(GIVEN DATA Opens)
PR #502, opened 2012-06-06
Added API entry point.

izevaka:
- Added ApiFrontPageController that serves up Janrain appId and api v2
  messages URL template.
- Renamed api directory to WebApi. This is to enable serving of /api URI.
  When a path is requested, IIS by default checks if a directory exists and
  would try to serve it, taking precedence over routes. This can be fixed by
  configuring IIS, but is a lot more work.
- Fixed up namespaces of all the files under WebApi directory to reflect the
  folder structure.


davidfowl:
Didnt' even see this :)

samandmoore:
does this need to be authenticated in some way? or is it okay to publicly expose the janrain app id?

izevaka:
Pretty sure app id is not a secret. In fact janrain console states that API key is secret and app id is not. I think they use it for configuration (ie configuring which providers you want to use) and analytics. 

I haven't been able to 100% verify this, so here is the support ticket I lodged with Janrain: https://support.janrain.com/requests/4311

izevaka:
The janrain ticket got closed, here is the stackoverflow version. http://stackoverflow.com/questions/10993341/should-janrain-appid-be-secret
(GIVEN DATA Closes)
▶ **WHAT THE EXERCISE ASKS**: Repeat the whole of the data verbatim, as it reads above.

▶ **SOLUTION**:
PR #502, opened 2012-06-06
Added API entry point.

izevaka:
- Added ApiFrontPageController that serves up Janrain appId and api v2
  messages URL template.
- Renamed api directory to WebApi. This is to enable serving of /api URI.
  When a path is requested, IIS by default checks if a directory exists and
  would try to serve it, taking precedence over routes. This can be fixed by
  configuring IIS, but is a lot more work.
- Fixed up namespaces of all the files under WebApi directory to reflect the
  folder structure.


davidfowl:
Didnt' even see this :)

samandmoore:
does this need to be authenticated in some way? or is it okay to publicly expose the janrain app id?

izevaka:
Pretty sure app id is not a secret. In fact janrain console states that API key is secret and app id is not. I think they use it for configuration (ie configuring which providers you want to use) and analytics. 

I haven't been able to 100% verify this, so here is the support ticket I lodged with Janrain: https://support.janrain.com/requests/4311

izevaka:
The janrain ticket got closed, here is the stackoverflow version. http://stackoverflow.com/questions/10993341/should-janrain-appid-be-secret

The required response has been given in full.